I spend a good portion of my remaining hiking contemplating this. The faces I make as I get too exhausted for anything else but the activity at hand. When the chitter-chatter of my brain is mercifully turned down and pretenses fall by the wayside and all that matters is that I keep going.
It’s beautiful, in a way. The way they’re all so different. The smile, the scowl, the focus. Each activity bringing out something that — I hope, at least — rests at my core. The furious, determined side of me. The precise and focused side of me.
And – most importantly – the content side. The side that is at peace. The side that smiles effortlessly. The side that, despite the brain’s chitter-chatter and the fatigue of it all, makes people go, “You couldn’t tell with that smile.”
I finish the trail in half of the time I had allotted myself. I use up the other hours meandering back, avoiding the highway and opting instead for the deliriously gorgeous backroads. I end up at an intersection in Meredith, NH — one that is about 15 minutes from the highway, with a McDonald’s and a few traffic lights and nothing else.
I’ve come to this intersection by accident once before. Thirteen months back, when I was driving up to Freedom NH to find my childhood campground in a fevered haze, just days before my father would pass away. When I realized what I had found back last September, I burst into tears.
It’s one of those memories that make no sense as to why they stick the way that they did. The way a child’s mind will latch on to a passing sign, or a casual comment by an adult, and remember it for the rest of their lives.
But that intersection meant something.
I have a snapshot-like memory of it, coming up to it in my father’s pick-up truck, knowing that it meant we were almost there. Almost to the campground. Almost to vacation. After an exhausting 4-hour drive through Boston and into New Hampshire, we were barely 30 minutes out from that beloved childhood campground — a campground that has long since gone out of business and replaced by a more upscale RV-and-cabin company.

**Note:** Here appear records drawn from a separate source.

PR #14908, opened 2023-03-10
Fix jnp.sort & jnp.vdot in no-jit mode

### LINKED ISSUE #14906: `jnp.sort` and `jnp.vdot` raise error under `jax.disable_jit()`
### Description

`jnp.sort`, `jnp.vdot` and a few others in `jax.numpy` will raise under `jax.disable_jit()`. IMO, the fact that exactly *these* functions go wrong is not important, nor is the fact that `jax.disable_jit()` is involved.

Taking a look at their implementation, on can spot a pattern:

```python
@partial(jit, static_argnums=(...))
def f(a: ArrayLike):
  util._check_arraylike('f', a)
  bar = foo(a.ravel())  # << not good
  ...
```

Without jit, the scalar case will get caught by the tests, lead us to the fix naturally. These functions do array conversion implicitly on the jit boundary hides the fact that array methods might not be available.

Fixing them is easy enough, but I want to ask/discuss something more general here:
1. Maybe we should insert these explicit conversions after `_check_arraylike` everywhere, in the form of `asarray` or explicit `reshape` or `ravel`.
2. If the pattern in 1. is desirable, is it always safe to use the simpler and faster variant `util._asarray`? I think if we can, we should.
3. I see similar problems (that JAX maintainers have rather canonical solutions in JAX itself) popping up almost every time someone tries to contribute to `jax.scipy` etc. Can we have a contributor guide documenting these issues? (`array` conversion, `dtype` handling, type hinting, `jnp` vs `lax`, standard ways to deal with static arguments: `concrete_or_error`, etc.)
4. What is the best place to ask these broader questions that are also half bug reports? Should the Github discussions be preferred?

@jakevdp I bore you the most in many related issues before, so I'm gonna tag you here.

jakevdp:
Fixes #14906

### DIFF
--- a/jax/_src/numpy/lax_numpy.py
+++ b/jax/_src/numpy/lax_numpy.py
@@ -3057,7 +3057,7 @@ def vdot(a, b, *, precision=None):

This time around, I calmly pull into the McDonald’s — something we never did as a family, no matter how many times we passed it — and order myself a post-hike treat. I gravitate towards the things that feel like poetry, and I try to piece together exactly why this gesture feels as so.
It’s been an intensely retrospective year, and an intensely introspective past few years. All of it marked by runs and hikes and time behind the heavy bag. Time on the yoga mat and time teaching alongside it (fittingly enough, when I teach yoga, I naturally smile, and the chitter-chatter of the mind mercifully slides away). All of it marked by things that remind me of what I am of. The strength. The anger. The determination. The focus.
And the natural smile. What rises to the surface when everything else is too tired to take up space. A reminder of what I am at my core.